## Exercise description
All of the data below needs to be set down once more, exactly as written.
=== Section Start ===
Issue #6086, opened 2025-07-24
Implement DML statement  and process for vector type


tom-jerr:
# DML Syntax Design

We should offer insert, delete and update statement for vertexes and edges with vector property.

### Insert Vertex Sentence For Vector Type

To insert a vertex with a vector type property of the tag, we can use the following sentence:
=== Section End ===
## Solution to the exercise
Issue #6086, opened 2025-07-24
Implement DML statement  and process for vector type


tom-jerr:
# DML Syntax Design

We should offer insert, delete and update statement for vertexes and edges with vector property.

### Insert Vertex Sentence For Vector Type

To insert a vertex with a vector type property of the tag, we can use the following sentence:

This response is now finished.